▶ [Records provided]:
PR #5651, opened 2026-01-16
fix documentation for native mode settings in packaged apps

falkoschindler:
### Motivation

Fixes #4842

When packaging NiceGUI apps with native mode (using nicegui-pack, PyInstaller, etc.), `app.native` settings like `window_args['transparent']` were being ignored. This was due to incorrect documentation advising users to place `freeze_support()` "before anything else."

The root cause: in a frozen subprocess, `freeze_support()` intercepts execution and diverts to the multiprocessing worker. Any code after `freeze_support()` never runs in the subprocess, so native settings defined later are not applied.

### Implementation

Updated the documentation to:

1. Clarify that `app.native` settings must be defined **before** calling `freeze_support()`
2. Rename "macOS Packaging" to "Packaging with Native Mode" since this applies to all platforms (Windows, macOS, Linux all use spawn/forkserver)
3. Add a cross-reference from the main guard section to the packaging section
4. Provide a clear code example showing the correct order

This is a documentation-only fix. No code changes are needed because the existing behavior is correct — users just need to structure their code properly.

### Progress

- [x] I chose a meaningful title that completes the sentence: "If applied, this PR will..."
- [x] The implementation is complete.
- [x] This is not a security issue.
- [x] Pytests are not necessary.
- [x] Documentation has been improved.

Issue #4842, opened 2025-06-05
pyinstaller native transparent not working


h0uter:
### First Check

- [x] I added a very descriptive title here.
- [x] This is not a Q&A. I am sure something is wrong with NiceGUI or its documentation.
- [x] I used the GitHub search to find a similar [issue](https://github.com/zauberzeug/nicegui/issues) and came up empty.

### Example Code

```python
# macOS packaging support
from multiprocessing import freeze_support

freeze_support()  # noqa

from nicegui import app, ui

app.native.window_args["transparent"] = True
app.native.window_args["frameless"] = True


def main():
    with ui.card():
        ui.label("Hello, NiceGUI!")

    ui.run(
        reload=False,
        native=True,
    )


if __name__ in ("__main__", "__mp_main__"):
    main()
```

## window_args not respected with nicegui-pack

build the app using nicegui-pack

```
nicegui-pack --name mytest --windowed main.py
```

start the MacOS app by running

```
./dist/mytest.app/Contents/MacOS/mytest
```

The window shown is not transparent and not frameless.

I expected it to be frameless and transparent.

## Running without pyinstaller works

If I run the app locally by running the python file.

The window shown is frameless and transparent.

### NiceGUI Version

2.19.0

### Python Version

3.13.3

### Browser

Other

### Operating System

macOS

## using ui.run(frameless=True) works as expected

If I use the option `ui.run(frameless=True)` in my code

```py
# macOS packaging support
from multiprocessing import freeze_support

freeze_support()  # noqa

from nicegui import app, ui

app.native.window_args["transparent"] = True

def main():
    with ui.card():
        ui.label("Hello, NiceGUI!")

    ui.run(
        reload=False,
        native=True,
        frameless=True
    )


if __name__ in ("__main__", "__mp_main__"):
    main()
```

and then  build the app using nicegui-pack

```
nicegui-pack --name mytest --windowed main.py
```

start the MacOS app by running

```
./dist/mytest.app/Contents/MacOS/mytest
```

The window shown is frameless but not tranparent.

falkoschindler:
Thanks for reporting this issue, @h0uter! I can reproduce the problem, but have no idea what could be the reason.
Does anyone have an idea? Does it happen on macOS only?

himbeles:
[...]

PR #5648, opened 2026-01-15
Fix native window args being ignored in packaged apps

falkoschindler:
### Motivation

Fixes #4842

When packaging a NiceGUI app with PyInstaller/`nicegui-pack`, settings configured via `app.native.window_args`, `app.native.settings`, and `app.native.start_args` were being ignored. This happened because PyInstaller uses the "spawn" multiprocessing start method, which creates a fresh Python interpreter that doesn't inherit the parent process's modified module state.

The same issue caused `window_args` set inside a main guard (`if __name__ == '__main__':`) to be ignored, even when running without PyInstaller.

### Implementation

The native configuration dictionaries (`window_args`, `settings`, `start_args`) are now passed explicitly through the multiprocessing `args` tuple to the subprocess, rather than being read from `core.app.native.*` inside the subprocess. This ensures the configuration survives the "spawn" start method.

Additionally, the documentation has been updated to:
- Note that code under a main guard now correctly applies configuration changes (since 3.6.0)
- Remove the outdated macOS `freeze_support()` recommendation (NiceGUI handles this internally)

### Progress

- [x] I chose a meaningful title that completes the sentence: "If applied, this PR will..."
- [x] The implementation is complete.
- [x] This PR addresses no security issue.
- [x] Pytests are not possible (with the current test infrastructure).
- [x] Documentation has been updated.

PR #6093, opened 2026-06-05
Fix dropped `app.native.*` args in spawned window process

### LINKED ISSUE #6082: Unable to set `app.native.window_args` when starting my app from package script.
### First Check

### Example Code

```python

```

### Description

I want my package to install from pip and start from the terminal with a command, so I configured the package installation to make an executable `my-app` available.

```toml
# pyproject.toml

...

[project.scripts]
my-app = "my_app.main:run"
```

`main.py` parses arguments so the user can decide wether to start my program as a server or as a local native app, and the script's contents are similar to this:

```python
# src/my_app/main.py
import argparse
import multiprocessing
from nicegui import ui, app
from my_app.pages import root


MIN_WINDOW_SIZE = (800, 600)
app.native.window_args["min_size"] = MIN_WINDOW_SIZE


def get_argparser() -> argparse.ArgumentParser:
    parser = argparse.ArgumentParser(prog="my-app")
    parser.add_argument("-n", "--as-native", action="store_true")
    return parser


@ui.page("/")
def root_page():
    return root.page(ui=ui)


def run():
    multiprocessing.freeze_support()
    parser = get_argparser()
    args, _ = parser.parse_known_args()
    if hasattr(args, "help"):
        parser.print_help()
        quit()
    try:
        ui.run(
            show=False,
            native=args.as_native,
            reload=False,
        )
    except KeyboardInterrupt:
        print("\nInterruption requested, service shutting down...")


    run()
```

After installing the package locally in a Linux system, everything works as expected:
- Calling `my-app` starts the server
- Calling `my-app --as-native` starts in native mode, and the window size limit is respected
- Calling `my-app --help` shows argparse's default help message and quits

On a Windows system, calling `my-app --as-native` will never respect window size limit, but running the script directly with `python src/my_app/main.py --as-native` preserves the excpected behavior.

### NiceGUI Version

3.12

### Python Version

3.14.4

### Browser

Chrome

### Operating System

Windows

### Additional Context

_No response_

falkoschindler:
### Motivation

`app.native.window_args`, `app.native.settings` and `app.native.start_args` are read directly off a freshly-imported `nicegui.app` inside the spawned pywebview process. They therefore only take effect when Python's `multiprocessing` spawn can re-execute the parent's main module as `__mp_main__`.

That re-execution silently fails in several common setups, dropping the user's config with no warning:

- pip `[project.scripts]` console-scripts on Windows (the launcher binary isn't a re-runnable `.py` file) — reported in #6082
- PyInstaller / `nicegui-pack` (#4842, docs-patched in #5651)
- `python -m mypkg` without a correctly wired `__main__.py`
- Briefcase / py2exe / custom launchers

Closes #6082.

### Implementation

`activate()` now forwards the **picklable subset** of each of the three native config dicts through the spawn `args` tuple. Inside `_open_window()` these are merged with whatever the child re-imported on its own:

```python
window_args = {**(passed or {}), **core.app.native.window_args}
```

The re-imported values win where they exist, so the previously working path is unchanged; the forwarded values only fill the gap when the main module could not be re-executed in the child.

Values that cannot cross the spawn boundary (e.g. a stateful `js_api` object) are skipped via a new `_picklable_subset()` helper, which emits a one-time `warn_once` per dropped key. This replaces today's **silent** drop with an explicit, actionable warning — and such values were already lost under spawn before this change.

### Progress

### DIFF
--- a/nicegui/native/native_mode.py
+++ b/nicegui/native/native_mode.py
@@ -38,6 +38,7 @@ def _open_window(
     window_args: dict[str, Any] | None = None,
     settings: dict[str, Any] | None = None,
     start_args: dict[str, Any] | None = None,
+    dropped_keys: dict[str, list[str]] | None = None,
 ) -> None:
     while not helpers.is_port_open(host, port):
         time.sleep(0.1)
@@ -46,6 +47,16 @@ def _open_window(
     window_args = {**(window_args or {}), **core.app.native.window_args}
     settings = {**(settings or {}), **core.app.native.settings}
     start_args = {**(start_args or {}), **core.app.native.start_args}
+
+    # Warn only about keys the parent could not pickle AND re-import did not restore here, i.e. that are truly lost.
+    for name, merged in [('window_args', window_args), ('settings', settings), ('start_args', start_args)]:
+        for key in (dropped_keys or {}).get(name, []):
+            if key not in merged:
+                helpers.warn_once(
+                    f'Could not forward app.native.{name}["{key}"] to the native window process '
+                    'because it is not picklable, so it is ignored. '
+                    'See https://github.com/zauberzeug/nicegui/issues/6082 for details.'
+                )
 
     window_kwargs = {
         'url': helpers.format_url(protocol, host, port),
@@ -186,32 +197,31 @@ def activate(protocol: str, host: str, port: int, title: str, width: int, height
     mp.freeze_support()
     native.create_queues()
     event_manager.start()
+    window_args, dropped_window_args = _split_picklable(core.app.native.window_args)
+    settings, dropped_settings = _split_picklable(core.app.native.settings)
+    start_args, dropped_start_args = _split_picklable(core.app.native.start_args)
+    dropped_keys = {'window_args': dropped_window_args, 'settings': dropped_settings, 'start_args': dropped_start_args}
     args = (protocol, host, port, title, width, height, fullscreen, frameless,
             native.method_queue, native.response_queue, native.event_sender, favicon,
-            _picklable_subset('window_args', core.app.native.window_args),
-            _picklable_subset('settings', core.app.native.settings),
-            _picklable_subset('start_args', core.app.native.start_args))
+            window_args, settings, start_args, dropped_keys)
     process = native.SPAWN_CONTEXT.Process(target=_open_window, args=args, daemon=True)
     process.start()
 
     Thread(target=check_shutdown, daemon=True).start()
 
 
-def _picklable_subset(name: str, config: dict[str, Any]) -> dict[str, Any]:
-    """Return the picklable items of a native config dict so they can be passed to the spawned window process."""
-    result: dict[str, Any] = {}
+def _split_picklable(config: dict[str, Any]) -> tuple[dict[str, Any], list[str]]:
+    """Split a native config dict into its picklable items and the keys that cannot cross the spawn boundary."""
+    picklable: dict[str, Any] = {}
+    dropped: list[str] = []
     for key, value in config.items():
         try:
             pickle.dumps(value)
         except Exception:  # pylint: disable=broad-except
-            helpers.warn_once(
-                f'Cannot forward app.native.{name}["{key}"] to the native window process because it is not picklable. '
-                'It is ignored unless your main module gets re-imported in the spawned process. '
-                'See https://github.com/zauberzeug/nicegui/issues/6082 for details.'
-            )
-            continue
-        result[key] = value
-    return result
+            dropped.append(key)
+        else:
+            picklable[key] = value
+    return picklable, dropped
 
 
 def find_open_port(start_port: int = 8000, end_port: int = 8999) -> int:
--- a/nicegui/native/native_mode.py
+++ b/nicegui/native/native_mode.py
@@ -2,6 +2,7 @@ from __future__ import annotations
 
 import _thread
 import multiprocessing as mp
+import pickle
 import queue
 import socket
 import sys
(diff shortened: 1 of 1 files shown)


evnchn:
Statement to attest and then help review:

> Using picklable subset means that we aren't pickling everything (rejected per https://github.com/zauberzeug/nicegui/issues/4842#issuecomment-3759286515) AND we aren't throwing the baby out with the bathwater by ensuring picklable stuff do get across, only the non-picklable shenanigans gets dropped with a warn. 

Dispatching agent to verify now.

evnchn:
*Posted by Claude Code (Opus 4.8) on @evnchn's behalf — dispatched to verify the attestation against the actual diff + branch source, with the warning claim backed by an MRE.*

## ✅ Attestation holds

> Using picklable subset means that we aren't pickling everything … AND we aren't throwing the baby out with the bathwater by ensuring picklable stuff do get across, only the non-picklable shenanigans gets dropped with a warn.

All three sub-claims check out, **and** the previously-working path is preserved (verified that all three configs default to `field(default_factory=dict)`, so when re-import fails the merge `{**passed, **{}}` keeps the forwarded subset; when it works, the re-imported dict — including non-picklable `js_api` — wins).

<details>
<summary>Attestation evidence</summary>

| Claim | Verdict | Why |
|---|---|---|
| not pickling everything (cf. #5648 rejection) | ✅ | #5648 was rejected because forwarding args as subprocess params *forces* picklability → crashes on non-picklable values. `_picklable_subset` probes each value with `pickle.dumps` and forwards only survivors — never all-or-crash. |
| picklable stuff gets across | ✅ | Survivors ride the spawn `args` tuple and are merged in `_open_window`. |
| only non-picklable dropped, with a warn | ✅ | `except Exception → helpers.warn_once(...) → continue` skips only the unpicklable key. |

No regression: in the working `python main.py` path the child re-imports the module, so `core.app.native.window_args` still carries `js_api`, which wins the merge — old behaviour byte-for-byte unchanged.
</details>

## ⚠️ But the warning is spurious on the normal `python main.py` path — proven with an MRE

`_picklable_subset` runs **unconditionally** in the *parent* ([`native_mode.py` L191-193](https://github.com/zauberzeug/nicegui/blob/fix/native-args-spawn-propagation/nicegui/native/native_mode.py#L191-L193)), which always holds the real `js_api`. It can't know whether the child will re-import. So on a perfectly-working dev setup with a non-picklable `js_api`, the user sees the warning at every launch even though the value arrives fine via re-import and **nothing is actually lost**.

The hedge ("It is ignored *unless* your main module gets re-imported") makes it technically-not-false, but the common dev case (`python main.py`, spawn re-imports fine) is exactly the case where it *is* re-imported — so the noise lands mostly on users whose apps work.

<details>
<summary>MRE — two runnable scripts against this branch (Python 3.14, spawn)</summary>

**MRE-1 — the real `_picklable_subset` warns + drops `js_api`:**
```python
import logging, io
buf = io.StringIO()
logging.getLogger('nicegui').addHandler(logging.StreamHandler(buf))
logging.getLogger('nicegui').setLevel(logging.WARNING)
from nicegui.native import native_mode
class JsApi:
    def __init__(self):
        import threading; self._lock = threading.Lock()  # non-picklable
config = {'js_api': JsApi(), 'on_top': True, 'resizable': False}
result = native_mode._picklable_subset('window_args', config)
print('FORWARDED:', list(result), '| DROPPED:', [k for k in config if k not in result])
print(buf.getvalue().strip())
```
```
FORWARDED: ['on_top', 'resizable'] | DROPPED: ['js_api']
Cannot forward app.native.window_args["js_api"] to the native window process because it is not picklable. ...
```

**MRE-2 — on the happy path the dropped `js_api` is restored via re-import (exact `_open_window` merge):**
```python
import os, multiprocessing as mp
from nicegui import app
class JsApi:
    def __init__(self):
        import threading; self._lock = threading.Lock()
app.native.window_args['js_api'] = JsApi()      # top-level: runs in parent AND spawn re-import
app.native.window_args['on_top'] = True
print(f'[pid {os.getpid()} import] keys = {list(app.native.window_args)}')
def child(passed_subset):
    from nicegui import core
    merged = {**(passed_subset or {}), **core.app.native.window_args}   # exact _open_window merge
    print(f'[child {os.getpid()}] forwarded={list(passed_subset)}  merged={list(merged)}  js_api restored={"js_api" in merged}')
if __name__ == '__main__':
    mp.get_context('spawn').Process(target=child, args=({'on_top': True},)).start()
```
```
[pid 46296 import] keys = ['js_api', 'on_top']
[pid 46299 import] keys = ['js_api', 'on_top']        <- spawn child RE-IMPORTS the module
[child 46299] forwarded=['on_top']  merged=['on_top', 'js_api']  js_api restored=True
```

**Together:** the warning fires (MRE-1) yet the value survives via re-import (MRE-2) on the same `python main.py` path ⇒ the warning is shown to users whose setup works.
</details>

**Not a blocker** — `warn_once` dedups, and the trade-off (explicit-over-silent) is a deliberate, reasonable call that aligns with the warn-don't-raise convention. The parent genuinely can't tell ahead of time whether the child will re-import, so firing-only-when-it-matters isn't cleanly achievable. Options if the noise feels off: soften the wording toward "may be dropped" / "if your app is packaged", or downgrade to a debug-level log. Leaving the call to @falkoschindler.

falkoschindler:
Thanks for the thorough verification and the MREs, @evnchn — the spurious-warning point is spot on, and I agree it shouldn't fire on the normal `python main.py` path where the value arrives fine via re-import.

Fixed in 112108756 by moving the detection into the child, where we actually know whether a value was lost: `_split_picklable` now only *collects* the unpicklable keys in the parent, forwards them to `_open_window`, and the warning fires there only for keys that are still missing after the re-import merge. So on the happy path (re-import restores `js_api`) it stays silent; it only warns when the value is genuinely dropped — and it rides the same child-side logging the function already uses.

Verified both branches of your MRE: no warning when re-import restores the key, warning only when the child starts with an empty dict.

evnchn (approved):
Approve with trust that MREs pass after fix (promised from Falko) so that I save a re-verification run. 

The MREs are gating the merge, after all. All else I'm happy with.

▶ [Work required]: Beginning with the first line of the listing above, please write out every line exactly until you reach the line that contains "1. Clarify that", and include that one too.

▶ [Solution below]:
PR #5651, opened 2026-01-16
fix documentation for native mode settings in packaged apps

falkoschindler:
### Motivation

Fixes #4842

When packaging NiceGUI apps with native mode (using nicegui-pack, PyInstaller, etc.), `app.native` settings like `window_args['transparent']` were being ignored. This was due to incorrect documentation advising users to place `freeze_support()` "before anything else."

The root cause: in a frozen subprocess, `freeze_support()` intercepts execution and diverts to the multiprocessing worker. Any code after `freeze_support()` never runs in the subprocess, so native settings defined later are not applied.

### Implementation

Updated the documentation to:

1. Clarify that `app.native` settings must be defined **before** calling `freeze_support()`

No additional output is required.